In the grand scheme of things being a GP is clearly still a fantastic job, but within medicine, if you have options, it doesn’t seem a very appealing path nowadays. Plus the whole internet empowering legions of the ignorant who’ve consulted Dr Google and are just here to see you for a second opinion…

GP / primary care is a tough job here in the US, as well.

I’m a firm believer in the concept that pretty much everything ought to go through the GP first, so you have someone who knows everything that’s going on with you. Even if he/she has to refer you to a specialist for something, at least he’ll be aware of your overall condition.

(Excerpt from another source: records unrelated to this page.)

PR #2959, opened 2022-10-21
:sparkles: Added polygon mode (aka render mode) as cvar

### LINKED ISSUE #2957: Re-implement wireframe mode
In #2926, the "E" hotkey for wireframe mode was removed. While I agree with the hotkey itself being removed, it seems the entire wireframe mode feature was also removed as a result. Having a wireframe mode can be very useful when modding, especially when prop placing (Sometimes the prop will appear under the terrain, and the only way you'll be able to see it is by toggling wireframe). 

I believe wireframe mode should be re-implemented as either a top menu setting or a console command. Making it a console command would probably be preferable if the goal is to hide it from the average player.

Zentro:
Resolves #2957 

`PM_SOLID` is the default when rendering, `setint gfx_polygon_mode 3`
`PM_WIREFRAME` to show the wireframe `setint gfx_polygon_mode 2`
`PM_POINTS` to show the points of each wireframe `setint gfx_polygon_mode 1`

### DIFF
--- a/source/main/Application.cpp
+++ b/source/main/Application.cpp
@@ -202,6 +202,7 @@ CVar* audio_menu_music;
 
 // Graphics
 CVar* gfx_flares_mode;
+CVar* gfx_polygon_mode;
 CVar* gfx_shadow_type;
 CVar* gfx_extcam_mode;
 CVar* gfx_sky_mode;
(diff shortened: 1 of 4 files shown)


tritonas00:
It works fine :+1:

only-a-ptr:
Thanks!

PR #2961, opened 2022-10-28
:sparkles: Added polygon mode to tools menu

CuriousMike56:
Might not be the best solution but I think a scroll bar works nicely for this.

https://user-images.githubusercontent.com/46073351/198513521-14122c34-5634-4998-8e13-4856f60d8539.mp4


only-a-ptr (approved):
I forgot you had code skills like this. Nice work.

PR #2922, opened 2022-07-17
Parser corrections (nodes2, forset, sectionconfig)

ohlidalp:
I reverted the parser to the original (2013 and earlier) sequential mechanic.
That means things that one worked are back, but so are some restrictions that didn't apply in the time between.

**ALPHA STATUS - Features and restrictions can still change.**

**Returning features:**
* everything `except authors, fileinfo, guid, description` can now be in `section/end_section`.
* you can add various number of nodes2 in each `section/end_section`.
* all elements except `forset` support named nodes (nodes2).
* you can specify multiple configs for a single `section`, like this: 
   ```
   sectionconfig 0 conf1
   sectionconfig 0 conf2

   section 0 conf1, conf2
   ; applies to both!
   end_section
   ```
**Returning restrictions:**
* the `fusedrag autocalc` only takes in consideration nodes defined before it, so by defining them after it you basically instruct the game to exclude them from the autocalculation.
* the `managedmaterials` must be specified before the props/flexbodies/flares which use them, otherwise they will end up all white.
* Essentially all the "A must come before B" restrictions are back.

**Bugfixes:**
* Fixes #171
* Fixes #2881

**Improvements:**
* `forset` is now a regular directive - you can put comments, empty lines or even section in between the `flexbody` proplike-line and the `forset`. 
* in the selector UI, the configuration combobox is now on top and the values below (click the ShowDetails checkbox) are accurately counted for that configuration. The counts are all saved in modcache. Cachefile format version was bumped.
obrazek

PR #2964, opened 2022-11-06
Parser: Ignore 'v' beam option

CuriousMike56:
Quite a few mods use the 'v' beam option to make beams visible, even though they're actually visible by default. This prevents the console from getting spammed by warnings:
image
I don't really know how the parser works but this seems to do the job.


only-a-ptr (approved):
Yes, that's how it's supposed to work. Thanks!
I noticed but neglected it because I thought I'd finish https://github.com/RigsOfRods/rigs-of-rods/pull/2922 much sooner.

Unfortunately, what with costs, crazy insurance reimbursements etc, they wind up having to really cram a lot of patients into too little time. I’m sure this compromises the quality of care at times. Many doctors around here (DC suburb, i.e. a fair concentration of high-income residents) have gone concierge - which means that just to be a patient, you have to pay a large monthly or annual fee - 1800 or so, last I looked - and that’s BEFORE you even have an office visit (which gets billed to insurance like everywhere else). Their argument: this lets them reduce their patient load (they are capped at 1,000 patients total, I think), spend more time with each patient, have same-day appointments available, and other lovelies.

I had two docs in a row go concierge on me. I went to a third - lucky to get on her case load as she had terrific reviews, but she had just moved to this city so wasn’t booked up yet. She was also in a much larger practice, so less likely to go concierge.

Then SHE moved to New York. I’m beginning to take it personally! :D.